How to Fix DNS Not Resolving in Windows 10 and 11
Fix DNS resolution failures in Windows: sites not loading, DNS_PROBE_FINISHED_NXDOMAIN errors. Flush DNS cache, change DNS servers, reset network stack.
DNS failures cause sites to fail loading even when internet is working. Here's a systematic approach to fix them.
Quick Fixes First
# 1. Flush DNS cache
Clear-DnsClientCache
ipconfig /flushdns
# 2. Restart DNS Client service
Restart-Service Dnscache -Force
# 3. Release and renew DHCP
ipconfig /release
ipconfig /renew
Test after each step. If these don't fix it, continue below.
Change DNS Server
The most effective fix — switch from your ISP's DNS to a reliable public one:
# Get your adapter name
Get-NetAdapter | Where-Object {$_.Status -eq "Up"} | Select-Object Name
# Set Cloudflare DNS (fast and privacy-focused)
Set-DnsClientServerAddress -InterfaceAlias "Wi-Fi" -ServerAddresses ("1.1.1.1", "1.0.0.1")
# Or Google DNS
Set-DnsClientServerAddress -InterfaceAlias "Ethernet" -ServerAddresses ("8.8.8.8", "8.8.4.4")
# Verify
Get-DnsClientServerAddress -InterfaceAlias "Wi-Fi"
Test DNS Resolution
# Test if DNS resolves a domain
Resolve-DnsName google.com
# Test with specific DNS server
Resolve-DnsName google.com -Server 1.1.1.1
# Check what DNS server is currently used
Get-DnsClientServerAddress | Where-Object {$_.AddressFamily -eq 2} # IPv4
# Trace DNS query path
nslookup google.com
nslookup google.com 8.8.8.8 # test with specific server
Reset Network Stack
netsh winsock reset
netsh int ip reset
ipconfig /flushdns
ipconfig /registerdns
Restart after these commands.
Fix DNS via Registry
# Check DNS cache settings
Get-ItemProperty "HKLM:\SYSTEM\CurrentControlSet\Services\Dnscache\Parameters" -EA 0
# Reset DNS client settings
Remove-ItemProperty "HKLM:\SYSTEM\CurrentControlSet\Services\Dnscache\Parameters" `
-Name "DnsPolicyConfig" -EA 0
# Ensure DNS Client service starts automatically
Set-Service Dnscache -StartupType Automatic
Start-Service Dnscache
Check Hosts File
A modified hosts file can block specific domains:
# View hosts file
Get-Content "C:\Windows\System32\drivers\etc\hosts"
# Any suspicious entries? Edit with:
notepad "C:\Windows\System32\drivers\etc\hosts"

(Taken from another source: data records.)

Issue #217, opened 2016-04-13
Add Implementation of Air-Cargo-problem Fig 10.1 for AIMA3e branch


smsubham:
No implementation of this was found so added this issue.

smsubham:
Have opened this issue and will be submitting a patch for it soon. @ctjoreilly

anurag-rai:
Hi @smsubham , I'm not sure if this (like #218) requires an implementation... These cases can be modeled as Test Cases, perhaps, for (say) Search algorithms. Although, if this is an issue altogether would depend on @ctjoreilly

smsubham:
Hi @anurag-rai
Good to hear from you. Am aware of this.
Actually yesterday i had an opportunity to have a look at [aima-python](https://github.com/aimacode/aima-python) page , found these fig no's (issues #217 #218 #219 #220 #221 ) in missing list of algorithms which are yet to be implemented in AIMA-Python. Have tagged @ctjoreilly sir in these issue comments , so that he can have a look at these issues and clarify if its required. But i think these issues should be accepted , most of these will be modeled as test cases though.

anurag-rai:
Oh ok. Good to know the reference!

divsidhu-26:
@ctjoreilly i would like to work on this isssue if it is still open.......

ctjoreilly:
Yes.

divsidhu-26:
@ctjoreilly can u give a little description how you want this code to be implemented......
Do i need to build a new parser or can i use the FOLParser directly?

ctjoreilly:
You can likely get away with the FOL Parser if you use a simple pre-parser to break up the file into the specific sections (i.e. Action, PRECOND, and Effect sections). The FOL parser on the aima4e branch in the 'extra' module is better to use as it doesn;t require that you specify an FOLDomain manually beforehand (i.e. it automatically extracts predicates, constants and functions based on the parse).

Best

Ciaran

samagra14:
This has already been implemented. Therefore closing this issue.

PR #272, opened 2017-03-19
Issue #217 : Added Implementation of Air-Cargo-problem Fig 10.1 for AIMA3e branch

divsidhu-26:
Please check if the solution is correct. Also I wasnt sure if i have to write comments to explain the code. Please update me on that and also tell any changed in the code if they were to be made. Isssue #217

### DIFF
--- a/aima-core/src/main/java/aima/core/learning/knowledge/Classical_Planning/AirCargoProblem.java
+++ b/aima-core/src/main/java/aima/core/learning/knowledge/Classical_Planning/AirCargoProblem.java
@@ -1,0 +1,117 @@
+package aima.core.learning.knowledge.Classical_Planning;
+
+import java.io.*;
+import java.util.*;
+public class AirCargoProblem {
+	public static Cargo Load(Cargo c,Plane p,Airport a){
+		if(!(at(c,a) && at(p,a)))
+			return null;
+		notAt(c,a);
+		In(c,p);
+		return c;
+	}       
+    
+	public static Cargo Unload(Cargo c,Plane p,Airport a){
+		if(!(in(c,p) && at(p,a)))
+			return null;
+		At(c,a);
+		notIn(c,p);
+		return c;
+	}
+    
+	public static Plane Fly(Plane p,Airport from,Airport to){
+		if(!at(p,from))
+			return null;
+		notAt(p,from);
+		At(p,to);
+		return p;
+	}
+    
+
+	public static void At(Plane p,Airport a){
+		p.airport = a;
+	}
+	public static void At(Cargo c,Airport a){
+		c.loaded = false;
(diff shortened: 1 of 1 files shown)


aima-core/src/main/java/aima/core/learning/knowledge/Classical_Planning/AirCargoProblem.java
```diff
@@ -0,0 +1,120 @@
...
+	}
+}
+class Plane{
+	String name;
+	Airport airport;
+	Plane(String p){
+		this.name = p;
+	}
+	public boolean equals(Plane a){
+    	if((this.name).equals(a.name) && (this.airport).equals(a.airport)){
```
duchuyctlk: How about directly returning the result? 😄 

```java
return this.name.equals(a.name) && this.airport.equals(a.airport);
```

aima-core/src/main/java/aima/core/learning/knowledge/Classical_Planning/AirCargoProblem.java
```diff
@@ -0,0 +1,120 @@
...
+		System.out.println(at(C1,JFK)+" "+at(C2,SFO));
+	}
+}
+class Airport{
+	String name;
+    Airport(String s){
+    	this.name = s;
+    }
+    public boolean equals(Airport a){
+    	if((this.name).equals(a.name)){
```
duchuyctlk:
```java
return this.name.equals(a.name);
```

😄

aima-core/src/main/java/aima/core/learning/knowledge/Classical_Planning/AirCargoProblem.java
divsidhu-26: yea sure and do i need to comment explanations along with the code

duchuyctlk: Oh, this approach is really clear already, i don't think that explanation required here.

divsidhu-26: ok i will erase the comments............

ctjoreilly:
This is a neat little example. Unfortunately, it takes an imperative programming approach to what is intended to be a declarative approach (i.e. PDDL). The ideal way to tackle this problem is to have a specialized parser based on the FOL one, that knows how to extract out the Action, PRECOND, and Effect sections - validate they are of the correct form and make them available to the caller. The Air Cargo example itself then would just be a text file mirroring Figure 10.1 exactly.

divsidhu-26:
ok i will try to do it with that approach..........

PR #273, opened 2017-03-20
Added guava library to write shorter and simpler code for string manipulation

ngrj93:
**Updates**

- Added guava-19.0.jar in the aima-core/lib/guava directory 
- Updated pom.xml
- Updated build.xml


ctjoreilly:
Hi,

I'm afraid one of the goals of AIMA3e and AIMA4e is to have 0 dependencies from the 'core' modules on third party libraries (excluding testing support via JUnit).

PR #274, opened 2017-03-20
Shortened code for describeAttributes() in ObjectWithDynamicAttributes.java

ngrj93:
**Updates**

- Updated describeAttributes() to a simpler form


ctjoreilly:
As mentioned in other pull request this introduces an unwanted dependency on a third party library to a 'core' module. An alternative would be to leverage Java 8's StringJoiner class to simplify this code:

AIMA3e as well as AIMA4e lowest JDK support is 8 now as well.

PR #275, opened 2017-03-21
Initial Tidy up done on RecursiveBestFirstSearch

manu4rhyme-zz:
@ctjoreilly Added helper functions and made SuccessorNode implement Node (for better use cases of node.state() instead of node.n.state() etc.)

### DIFF
--- a/core/src/main/java/aima/core/search/basic/informed/RecursiveBestFirstSearch.java
+++ b/core/src/main/java/aima/core/search/basic/informed/RecursiveBestFirstSearch.java
@@ -52,7 +52,7 @@ public class RecursiveBestFirstSearch<A, S> implements SearchForActionsFunction<
 	@Override
 	public List<A> apply(Problem<A, S> problem) {
 		// return RBFS(problem, MAKE-NODE(problem.INITIAL-STATE), infinity)
-		return rbfs(problem, new SuccessorNode(nodeFactory.newRootNode(problem.initialState()), this::h),
+		return rbfs(problem, newRootNode(problem.initialState(), 0),
 				Double.POSITIVE_INFINITY).result();
 	}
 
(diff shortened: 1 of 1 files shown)


manu4rhyme-zz:
@ctjoreilly 
Also the code line 

```
`// alternative <- the second-lowest f-value among successors

double alternative = successors.size() > 1 ? successors.get(1).f : best.f;`
```

How would the value at index 1 be always have the second-lowest f-value among the successors ?

ctjoreilly:
It looks like I introduced a defect in my prior commit where I replaced the lines:

Collections.sort(successors, (s1, s2) -> Double.compare(s1.f, s2.f));
SuccessorNode best = successors.get(0);

with: 
SuccessorNode best = successors.stream().min(Comparator.comparingDouble(s -> s.f)).get();

I would switch it back to something equivalent like:

Collections.sort(successors, Comparator.comparingDouble(s -> s.f));
SuccessorNode best = successors.get(0);

Good catch,

Thanks

manu4rhyme-zz:
@ctjoreilly 
We can also write helper functions for this, to maintain similarity with Pseudo-code. Also since we only need the smallest two values, we can do a linear O(n)  search inside these helper functions instead of a full sort, which would also make it more efficient for larger test cases (Not particularly necessary here, but is something that can be done)

ctjoreilly:
Sounds like a good strategy. Could you make these changes first and I'll consider all together in a squashed pull request.

Thanks

Ciaran

manu4rhyme-zz:
@ctjoreilly 
Fixed

core/src/main/java/aima/core/search/basic/informed/RecursiveBestFirstSearch.java
```diff
@@ -52,27 +52,27 @@
...
 				Double.POSITIVE_INFINITY).result();
 	}
 
 	// function RBFS(problem, node, f_limit) returns a solution, or failure and
 	// a new f-cost limit
 	public Result rbfs(Problem<A, S> problem, SuccessorNode node, double f_limit) {
 		// if problem.GOAL-TEST(node.STATE) then return SOLUTION(node)
-		if (searchController.isGoalState(node.n, problem)) {
-			return new Result(searchController.solution(node.n));
+		if (problem.isGoalState(node.state())) {
```
ctjoreilly, line 63: You want to add a 'isGoalState()' helper function call here, that actually calls the searchController like before i.e.:

searchController.isGoalState(node.n, problem)

and not the problem directly as you have done. The reason for this is it lets someone override the behavior in the search controller, for e.g. if they want to visit more than 1 goal state. The reason for passing the Node to the searchController function - problem.isGoalState only gets to check the state and not necessarily the node information associated with it.

core/src/main/java/aima/core/search/basic/informed/RecursiveBestFirstSearch.java
```diff
@@ -122,6 +122,48 @@ public double h(Node<A, S> node) {
...
+	public SuccessorNode newChildNode(Problem<A, S> problem, SuccessorNode node, A action) {
+		return new SuccessorNode(nodeFactory.newChildNode(problem, node.n, action), this::h);
+	}
+	
+	public SuccessorNode getLowestFValueNode(List<SuccessorNode> nodes) {
+		return nodes.stream().min(Comparator.comparingDouble(s -> s.f)).get();
+	}
+
+	public double getSecondLowestFValue(List<SuccessorNode> nodes) {
+
```
ctjoreilly, line 146: you may be able to simplify this logic if you passed the 'best' value as an argument to this function.

ctjoreilly (approved):
This is a good improvement. I am going to merge your changes as they stand but would like you to address the additional couple of comments I added.

Thanks

Ciaran

core/src/main/java/aima/core/search/basic/informed/RecursiveBestFirstSearch.java
manu4rhyme-zz: True, I'll fix it. 
Also, there are still many algorithms including BreadthFirstSearch, that contain problem.isGoalState() and not searchController.isGoalState(), shouldn't they be fixed as well , or if I'm mistaken, there is a reason to keep them ?

ctjoreilly: Yes they should, I think it would be good to have all the core algorithms implemented in a consistent way.

PR #277, opened 2017-03-25
Optimise UniformCostSearch algorithm.

Manthan-R-Sheth:
The aim of the PR is to optimise UniformCostSearch algorithm.
1. Linear time check for state containment is replaced by the built in queue containment and ```BasicFrontierQueue``` is used with underlying Priority queue implementation and hasmap.
1. Use of ```AbstractPriorityQueueSearchForActions``` and ```QueueSearchForActions``` would have been better but i refrained from doing so to prevent circular dependence between core and extra modules.
1. I have written a separate test class, it can be merged with other test class as well.

### DIFF
--- a/core/src/main/java/aima/core/search/basic/uninformed/UniformCostSearch.java
+++ b/core/src/main/java/aima/core/search/basic/uninformed/UniformCostSearch.java
@@ -1,6 +1,12 @@
 package aima.core.search.basic.uninformed;
 
-import java.util.*;
+import java.util.Comparator;
+import java.util.HashSet;
+import java.util.List;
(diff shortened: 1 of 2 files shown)


ctjoreilly:
I've considered these optimizations but would prefer not to add them to the core implementation. The reason is the alternative implementation of this and related 'informed' algorithms all perform these optimizations in the 'extra' module. I would like the basic versions in the 'core' module to highlight, as the do, the drawbacks with a rudimentary implementation that adheres to the pseudo-code strongly. However, if you could submit your test case in a separate pull request for uniform cost search I think that would be a useful addition.

Thanks

Ciaran

PR #278, opened 2017-03-27
Add test for UniformCostSearch

Manthan-R-Sheth:
UniformCostSearch is tested as in #277

### DIFF
--- a/test/src/test/java/aima/test/unit/search/uninformed/UniformCostSearchTest.java
+++ b/test/src/test/java/aima/test/unit/search/uninformed/UniformCostSearchTest.java
@@ -1,0 +1,47 @@
+package aima.test.unit.search.uninformed;
+
+import aima.core.environment.map2d.GoAction;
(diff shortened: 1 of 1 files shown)


ctjoreilly:
I have manually merged this pull request. I added three additional versions of UniformCostSearch to the test. However, 1 of them is failing, i.e.:

"extra.UniformCostQueueSearch.graphrl"

Could you investigate (it will be a good exercise figuring out what is going wrong with this particular implementation). See:

https://github.com/aimacode/aima-java/issues/283

Thanks

Ciaran

Manthan-R-Sheth:
@ctjoreilly 
Ya I am on it .
Thanks.

Manthan-R-Sheth:
@ctjoreilly 
The problem is that, a node is never added to ```explored``` and its containment is checked in the ```while``` condition. Hence, being always true (```!explored.contains(node.state())```), all nodes from ```frontier``` are removed till the queue becomes empty and returns ```failure()```.
We need to find a method to populated ```explored``` and then execute the do...while loop.

PR #287, opened 2017-03-27
Fixed #286 Empty Catch Blocks

### LINKED ISSUE #286: Empty Catch Blocks
In some of the files catch blocks do not perform any action. A simple call to printStackTrace() method can be added in such blocks so that the throwable and its backtrace are printed on the standard error stream.

rajatthakur:
I have added a call to printStackTrace in each and every empty catch block in the codebase.

Thanks :smile:


ctjoreilly:
In general I agree with this but will need to run through the related code to ensure it hasn't introduced any unwanted output (i.e. the exceptions are being used like conditionals and stack traces are not really wanted).

PR #290, opened 2017-03-29
Update BidirectionalSearch.java

kanishk1225:

PR #291, opened 2017-03-29
Update BidirectionalSearch.java

kanishk1225:


ctjoreilly:
@Manthan-R-Sheth  can you review this.

ctjoreilly:
@Manthan-R-Sheth  can you review this.

core/src/main/java/aima/core/search/basic/uninformed/BidirectionalSearch.java
```diff
@@ -63,7 +63,7 @@
                 bidirectionalActions = new BasicBidirectionalActions<>(fromInitialStatePart(), fromGoalStatePart());
                 return bidirectionalActions;
             }
-            if (isSolution(pathExistsBidirectional(back, exploredBack, exploredFront, originalProblem), false)) {
+            if (isSolution(pathExistsBidirectional(back, exploredBack, exploredFront, reverseProblem), false)) {
```
Manthan-R-Sheth, line 66: Though ```originalProblem``` would have worked (just like it already is) because the same graph is used for both the problems (original and reverse) with only the initial state differing, ```reverseProblem```improves readability and so is fine for the purpose.

Manthan-R-Sheth:
@kanishk1225, if you could close #290 and amend the changes in this PR or add the changes and then squash it. This is to have a single PR aimed towards a particular task.

kanishk1225:
Squashed changes with #290 closing this one

PR #296, opened 2017-03-31
Using some Java8 features on DecisionTreeLearner and DataSet

AdrianBZG:
Just a few changes, using Java8 features:

- Check allExampleHaveSameClassification: DecisionTreeLearner.java (L139-L143) and chooseAttribute (L122-L137) on commit f20a270

- Check calculateGainFor on DataSet.java (L101-114)

### DIFF
--- a/aima-core/src/main/java/aima/core/learning/framework/DataSet.java
+++ b/aima-core/src/main/java/aima/core/learning/framework/DataSet.java
@@ -47,9 +47,9 @@ public class DataSet {
 		// and add them to the DataSet (ds) to return it afterwards
 		examples.stream().filter(example -> {
 			if (e.equals(example)) {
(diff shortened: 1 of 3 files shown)


ctjoreilly:
Hi,

The AIMA4e branch is the intended target for introducing JDK 8 features. While AIMA3e is now based on JDK 8 as well these types of changes to its source base are unnecessary. Also, switching to streams() for the sake of using streams() is not necessarily a good idea. See the discussion here:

Normal hosts file has only 127.0.0.1 localhost and ::1 localhost entries.
Check for DNS Hijacking
# Check if DNS is being redirected by malware
$expectedDNS = @("1.1.1.1", "8.8.8.8", "8.8.4.4", "1.0.0.1")
$currentDNS = (Get-DnsClientServerAddress -AddressFamily IPv4).ServerAddresses
$unexpected = $currentDNS | Where-Object {$_ -notin $expectedDNS -and $_ -ne ""}
if ($unexpected) {
Write-Warning "Unexpected DNS servers: $unexpected"
Write-Warning "This may indicate malware or unauthorized router changes"
}
Summary
Try in order: flush DNS → restart Dnscache service → change to Cloudflare/Google DNS → reset network stack → check hosts file. Changing DNS server (1.1.1.1 or 8.8.8.8) fixes the majority of DNS issues permanently.
Frequently Asked Questions
Why does DNS fail only on specific sites?
The site's DNS records may be propagating (recently changed), or the site might be blocked by your ISP or government. Try accessing the IP directly or use a VPN to test.
What does DNS_PROBE_FINISHED_NXDOMAIN mean?
The domain name could not be resolved — either it doesn't exist, DNS is failing, or the site is blocked. Run nslookup domain.com to diagnose further.
Should I always use Google or Cloudflare DNS?
For most users, yes — they're faster and more reliable than ISP DNS. Cloudflare (1.1.1.1) prioritizes privacy. Google (8.8.8.8) prioritizes speed. If you're on a corporate network, use the IT-provided DNS to access internal resources.